Here's the best block diagram I've found to help consumers understand the complete folly of bi-wiring. [It uses sarcastic terminology but it is 100% correct in the point they are illustrating]:
As long as you are using the proper thickness of wire in the first place there is absolutely no difference. Bi-wiring was invented to make consumers
buy-wire, twice as much as they actually need.
Interestingly even some electrical engineers just don't get it, so they apply advanced electrical prinicples such as transmission line theory [which has little to do with the frequencies and distances we use in a home audio setting] and when their computer modelling calculates a tiny, tiny, little decrease in insertion loss they proudly wave their results in our faces and proclaim, "See, it is small and maybe inaudible, but it
does make a difference!" They are wrong though because they improperly used different effective wire gauges for their modelling as I shall now explain.
What they don't get is that using double the number of copper strands running across one's living room floor from the amp to the speaker will lower the load (i.e. the resistance the amp sees) and
this may have a tiny, inconsequential, (usually) inaudible effect*. . .

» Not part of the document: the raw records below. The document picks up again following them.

PR #5636, opened 2020-02-26
Remove a static localizer

jtkech:
Is it worth trying to provide a more specific type for the localizer?


deanmarcussen:
@hishamco hopefully you will know the answer to this question.

Will the poextractor find this translation, when it is not in the `Startup` class, and the localizer requested is `IStringLocalizer<Startup>`, i.e. of `Startup`

hishamco:
@deanmarcussen at the begging I thought the `PoExtractor` look for the localizers with names `S`, `H` & `T` but after I dig into the code what I see is the code scans the code tree and look for such names everywhere

I can try this change with `PoExtractor` to ensure that it works, which it should

I still have a doubt about the po extractor, coz if you have an indexer or array with the above names, the extractor will extract them as well which is totally wrong. I may need to look into the PoExtractor again and do some PRs to enhance this behavior

hishamco:
Wait a minute, while the name is `localizer` I don't think it be extracted at all, @jtkech we need to change the localizer name to make it discoverable

Let me check this again with PoExtractor

jtkech:
I would need more time to test it but following the readme of PoExtractor, it seems that the type is not so important (we are not using the mvc resource manager), and as @hishamco said we need to have a field named `S`.

So in my last commit i added an `IStringLocalizer` field named `S` but that is dynamically resolved from the current validation context.

To make the unit tests working, we need to resolve the localizer from the service provider of the current validation context. The only way i found is to use an `AsyncLocal<>` that is always set in the flow of a given scope so that it is not shared across tenants.

sebastienros:
Or just remove this extension method and use the code directly where it needs to be. Or externalize the localization logic somehow if this method is called multiple times.

jtkech:
Okay, i will try but no luck, i thought i could do this one in 5 minutes ;)

sebastienros:
Found the solution probably in another class that implements this interface:
`var S = validationContext.GetService<IStringLocalizer<SmtpSettings>>();`

jtkech:
Okay i'll take a look

jtkech:
Hmm seems that this is what i did in my last commit but by still using a field in place of a local variable, as it seems to be required by the po extractor

jtkech:
Okay, i used a local variable in place of a field / property, as in other places.

But maybe this is these other places that would need to use a field named S, not a local var

src/OrchardCore.Modules/OrchardCore.OpenId/ViewModels/EditOpenIdApplicationViewModel.cs
```diff
@@ -30,13 +32,29 @@ public class EditOpenIdApplicationViewModel : IValidatableObject
...
+        public IEnumerable<ValidationResult> Validate(ValidationContext validationContext) => ValidateUrls(validationContext, nameof(RedirectUris), RedirectUris)
+                .Union(ValidateUrls(validationContext, nameof(PostLogoutRedirectUris), PostLogoutRedirectUris));
 
         public class RoleEntry
         {
             public string Name { get; set; }
             public bool Selected { get; set; }
         }
+
+        private IEnumerable<ValidationResult> ValidateUrls(ValidationContext context, string memberName, string member)
```
hishamco: This will become hard to manage, once you removed the extension method

jtkech: I removed it as suggested by @sebastienros 

So now it is as in some other classes as `SmtpSettings`, resolved with the right type and by using a local `S` variable, so i removed the related field.

The only question i had is that maybe it would have been better to use a field for poextractor, if so we would have to update these other classes instead.

Issue #4529, opened 2019-10-14
Workflow javascript function requestForm() does not work


mawendel:
I have been trying to figure out how to convert form input fields to an array and then use the **foreach** task to iterate over them all, but so far i have not been able to find anything that could satisfy the requirement. Maybe a pure array would work? But problem is it is bugged.

Documentation says:
```
requestForm(): String
requestForm(name: String): String or Array
```

Looking at the code 

```
_requestFormMethod = new GlobalMethod
            {
                Name = "requestForm",
                Method = serviceProvider => (Func<string, object>)(field =>
                {
                    object result;
                    if (httpContextAccessor.HttpContext.Request.Form.TryGetValue(field, out var values))
                    {
                        if (values.Count == 0)
                        {
                            result = null;
                        }
                        else if (values.Count == 1)
                        {
                            result = values[0];
                        }
                        else
                        {
                            result = values.ToArray();
                        }
                    }
                    else
                    {
                        result = null;
                    }
                    return result;
                })
            };
```

It is clear that requestForm() was supposed to return an array, but when no parameter is given a null pointer exception is thrown instead.

mawendel:
I made a quick fix for it

```
_requestFormMethod = new GlobalMethod
            {
                Name = "requestForm",
                Method = serviceProvider => (Func<string, object>)(field =>
                {
                    object result;
                    if (field != null && httpContextAccessor.HttpContext.Request.Form.TryGetValue(field, out var values))
                    {
                        if (values.Count == 0)
                        {
                            result = null;
                        }
                        else if (values.Count == 1)
                        {
                            result = values[0];
                        }
                        else
                        {
                            result = values.ToArray();
                        }
                    }
                    else if (httpContextAccessor.HttpContext.Request.Form.Count > 0)
                    {
                        result = httpContextAccessor.HttpContext.Request.Form.ToArray();
                    }
                    else
                    {
                        result = null;
                    }
                    return result;
                })
            };

```

This returns the array as i need.

jptissot:
@mawendel want to make a PR ?

mawendel:
@jptissot  i'll try once im back from vacation.

PR #5645, opened 2020-02-27
Fix requestForm() null exception and clarify docs.

mawendel:
Fixes https://github.com/OrchardCMS/OrchardCore/issues/4529

### DIFF
--- a/src/OrchardCore.Modules/OrchardCore.Workflows/Http/Scripting/HttpMethodsProvider.cs
+++ b/src/OrchardCore.Modules/OrchardCore.Workflows/Http/Scripting/HttpMethodsProvider.cs
@@ -118,6 +118,10 @@ namespace OrchardCore.Workflows.Http.Scripting
                             result = values.ToArray();
                         }
                     }
+                    else if (httpContextAccessor.HttpContext.Request.Form.Count > 0)
+                    {
+                        result = httpContextAccessor.HttpContext.Request.Form.ToArray();
+                    }
                     else
                     {
                         result = null;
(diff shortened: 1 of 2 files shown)


src/OrchardCore.Modules/OrchardCore.Workflows/Http/Scripting/HttpMethodsProvider.cs
```diff
@@ -118,6 +118,10 @@ public HttpMethodsProvider(IHttpContextAccessor httpContextAccessor)
                             result = values.ToArray();
                         }
                     }
+                    else if (httpContextAccessor.HttpContext.Request.Form.Count > 0)
+                    {
+                        result = httpContextAccessor.HttpContext.Request.Form.ToArray();
```
sebastienros: An array of what? internally is an IEnumerable<KeyValue>>. That's why the document states it would return a string instead, which I agree is still broken without any change.

mawendel: It returns an array of the form fields and their values. 

At the time i was trying to use the workflow task for loop to iterate through the form array, but i was not able to get the form array since it just returned null. If you would rather return a text string of all the form values then you can delete the pr.

sebastienros: Could you paste an example with what it looks like as an array, and as a string?
We still need to fix it, I am just wondering what is the most appropriate option for the scenario.

mawendel: I'm not sure what you mean with what it looks like? Its just an array of strings from the form. It works and returns in the same way, as the `_queryStringMethod` does it.

What i'm using today however, is requestFormAsJson and then new Array(json.MyArray) when i need to iterate. But im sure there are still cases where iterating form values could be useful or/and easier for some users.

PR #5649, opened 2020-02-29
Customize ViewContext property name

### LINKED ISSUE #5648: Setting ViewContext on Liquid TagHelper
In LiquidTagHelperActivator it should check for `[ViewContext]` attribute not the property name.

https://github.com/OrchardCMS/OrchardCore/blob/6cddd9f9904ff117ba82587f39fc76f49fac3cc3/src/OrchardCore/OrchardCore.DisplayManagement.Liquid/TagHelpers/LiquidTagHelperActivator.cs#L58

As its possible that developer have given some different name. for example.

```
[ViewContext]
public ViewContext Vc { get; set; }
```

hishamco:
Fixes #5648

### DIFF
--- a/src/OrchardCore/OrchardCore.DisplayManagement.Liquid/TagHelpers/LiquidTagHelperActivator.cs
+++ b/src/OrchardCore/OrchardCore.DisplayManagement.Liquid/TagHelpers/LiquidTagHelperActivator.cs
@@ -38,6 +38,15 @@ namespace OrchardCore.DisplayManagement.Liquid.TagHelpers
 
             foreach (var property in accessibleProperties)
             {
+                var setter = MakeFastPropertySetter(type, property);
+                var viewContextAttribute = property.GetCustomAttribute<ViewContextAttribute>();
+
+                if (viewContextAttribute != null && property.PropertyType == typeof(ViewContext))
+                {
+                    _viewContextSetter = (helper, context) => setter(helper, context);
+                    continue;
+                }
+
                 var allNames = new HashSet<string>(StringComparer.OrdinalIgnoreCase) { property.Name };
                 var htmlAttribute = property.GetCustomAttribute<HtmlAttributeNameAttribute>();
 
@@ -53,15 +62,6 @@ namespace OrchardCore.DisplayManagement.Liquid.TagHelpers
 
                 foreach (var propertyName in allNames)
                 {
-                    var setter = MakeFastPropertySetter(type, property);
-                    var viewContextAttribute = property.GetCustomAttribute<ViewContextAttribute>();
-
-                    if (viewContextAttribute != null && property.PropertyType == typeof(ViewContext))
-                    {
-                        _viewContextSetter = (helper, context) => setter(helper, context);
-                        continue;
-                    }
-
                     _setters.Add(propertyName, (h, v) =>
                     {
                         object value = null;
--- a/src/OrchardCore/OrchardCore.DisplayManagement.Liquid/TagHelpers/LiquidTagHelperActivator.cs
+++ b/src/OrchardCore/OrchardCore.DisplayManagement.Liquid/TagHelpers/LiquidTagHelperActivator.cs
@@ -52,15 +52,15 @@ namespace OrchardCore.DisplayManagement.Liquid.TagHelpers
                 }
 
                 var setter = MakeFastPropertySetter(type, property);
+                var viewContextAttribute = property.GetCustomAttribute<ViewContextAttribute>();
+                if (viewContextAttribute != null && property.PropertyType == typeof(ViewContext))
+                {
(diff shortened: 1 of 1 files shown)


src/OrchardCore/OrchardCore.DisplayManagement.Liquid/TagHelpers/LiquidTagHelperActivator.cs
```diff
@@ -52,15 +52,15 @@ public LiquidTagHelperActivator(Type type)
...
+                var viewContextAttribute = property.GetCustomAttribute<ViewContextAttribute>();
+                if (viewContextAttribute != null && property.PropertyType == typeof(ViewContext))
+                {
+                    _viewContextSetter = (helper, context) => setter(helper, context);
+                    continue;
+                }
 
                 foreach (var propertyName in allNames)
                 {
-                    if (propertyName == "ViewContext")
```
ns8482e: Code stays here just add condition to compare propertyName ==  viewContentProperty

src/OrchardCore/OrchardCore.DisplayManagement.Liquid/TagHelpers/LiquidTagHelperActivator.cs
```diff
@@ -52,15 +52,15 @@ public LiquidTagHelperActivator(Type type)
                 }
 
                 var setter = MakeFastPropertySetter(type, property);
+                var viewContextAttribute = property.GetCustomAttribute<ViewContextAttribute>();
+                if (viewContextAttribute != null && property.PropertyType == typeof(ViewContext))
+                {
+                    _viewContextSetter = (helper, context) => setter(helper, context);
```
ns8482e: just assign property name to new variable
`var viewContentProperty`

src/OrchardCore/OrchardCore.DisplayManagement.Liquid/TagHelpers/LiquidTagHelperActivator.cs
hishamco: That's why I asked before `allNames` members of  type `HtmlAttributeNameAttribute` I'm not sure if it is by intention or not

ns8482e: Ideally property with `[ViewContext]` should also have `[HtmlAttributeNotBound]` so that there is no html binding for such property. So guess your code seems correct.

hishamco:
@jtkech your review please

src/OrchardCore/OrchardCore.DisplayManagement.Liquid/TagHelpers/LiquidTagHelperActivator.cs
jtkech: Yes, regarding the existing code @ns8482e is right.

But because viewContext can't be html bound => Looks good to me

Maybe a new line after line 54 and / or line 55

I would have put line 54 to 60 at the beginning of the loop

jtkech:
I did a little review, you can just put your additional check at the beginning of the loop.

Otherwise LGTM because viewContext can't be html bound

@ns8482e regarding your comments, any other feedback?

I would like if you or @ns8482e could try it and confirm that it works

Then i will approve it if there is no other feedback

ns8482e:
It would also be nice if you could also check datatype of the property to be always `ViewContext` so that following property def be ignored.

```
[ViewContext]
public string Vc { get; set; }
```

ns8482e:
My bad - deleted prev comment - LGTM

hishamco:
I will update the PR soon, hope @ns8482e check it before final approval

src/OrchardCore/OrchardCore.DisplayManagement.Liquid/TagHelpers/LiquidTagHelperActivator.cs
hishamco: > I would have put line 54 to 60 at the beginning of the loop

Why? I think it will be executed more than what expected, unless there's a proper reason, I will change the code for what you are suggesting, but hopefully you answer my questions, so everything will be clear for me ;)

jtkech:
@hishamco 

> I would have put line 54 to 60 at the beginning of the loop

I was talking about the beginning of the `foreach (var property in accessibleProperties)` loop ;)

Not the `foreach (var propertyName in allNames)` coz here you will call `MakeFastPropertySetter` for all names which is unnecessary, the setter needs to be built once for a given property.

hishamco:
> I was talking about the beginning of the foreach (var property in accessibleProperties) loop ;)

Not the foreach (var propertyName in allNames) coz here you will call MakeFastPropertySetter for all names which is unnecessary, the setter needs to be built once for a given property.

I see, coz I confused little bit from the original code ;)

Issue #3435, opened 2019-04-04
Register PAge


aghili371:
I want to have register Page With Extra field like(name, address, phone,...)
i should get a clone from OrchardCore.Users Module and redesign controller and views or you have a better solution?

sebastienros:
You can already change the view by copying it in your theme (or module) in the `Views\OrchardCore.Users\Registration` folder.

Then there is an interface in the `OrchardCore.Users.Abstractions` that is named `IRegistrationFormEvents` that will let you execute some custom code when the form is validated and the user is created. You will need to resolve the current http request and access the form by yourself. Also you will need to query the user from the user store and then update its data (or store it somewhere else). If you use the `User` class it has a `Properties` object that you can use to store custom data.

Maybe we should add more properties to these events to simplify your work but it looks totally doable.

Let us know how it goes.

For my own reference, this is how it's done in WP: https://codex.wordpress.org/Customizing_the_Registration_Form

sebastienros:
I think this issue will also help you: https://github.com/OrchardCMS/OrchardCore/issues/3353

aghili371:
this projct it's good for redesign the user pages.
[ModernBusiness.OC.RazorPages](https://github.com/psijkof/ModernBusiness.OC.RazorPages/tree/master/src/Modules.Pages/ModernBusiness.Pages.Users)

just I have a problem , how I can tell the page to use the default layout in my theme ("Layout.liquid")?

aghili371:
i used "properties " to save extra fields, it works fine but when i want to have listed and edit the information, it was difficult to use.
i created new content type "user info" and i added the field here.

the problem is how to connect this content type and "user register info".

i you set an extra field in the identity of the user to get the user id, it will be great.

i can get the username by :
 User.Identity.Name;

do you have any field to get userid?

PR #5650, opened 2020-02-29
Create a abstract service, UserPropertiesService,  for user

infofromca:


infofromca:
fixed #3435

deanmarcussen:
I'm not sure I understand how this is fixing the issue you mention?

The `Properties` update methods you have added are already available as extensions methods on `EntityExtensions`

It looks like the `UserManager` already does what is necessary to get a user, so I wonder why a wrapper service is helpful?

infofromca:
it is still diff.
1-- mine deal with user, for exaple, null
2--update the use directly.

for get , just benefit from the injection of _userManager and make it clearly.  if not necessary, we can delete it.

deanmarcussen:
From your issue here https://github.com/OrchardCMS/OrchardCore/issues/5916 I don't see how this service would work?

but you also could have applied that to any conventional speaker without bi-wire posts equally as well, simply by using the same two parallel runs used for bi-wiring but twisting them together, on both ends, and connecting that to any run-of-the-mill speaker without bi-wire posts. It nets the exact same results! [Or alternatively use a single
thicker wire run from the get go. Again, the only change is that the amp sees a slightly easier load because more strands means an effectively thicker pipe and less resistance.]
*The change to double the number of copper strands could have an audible effect if one has
purposefully used an inadequately thick wire for the original single wire run distance. But we all know an adequate gauge of wire matters so just use the right one in the first place.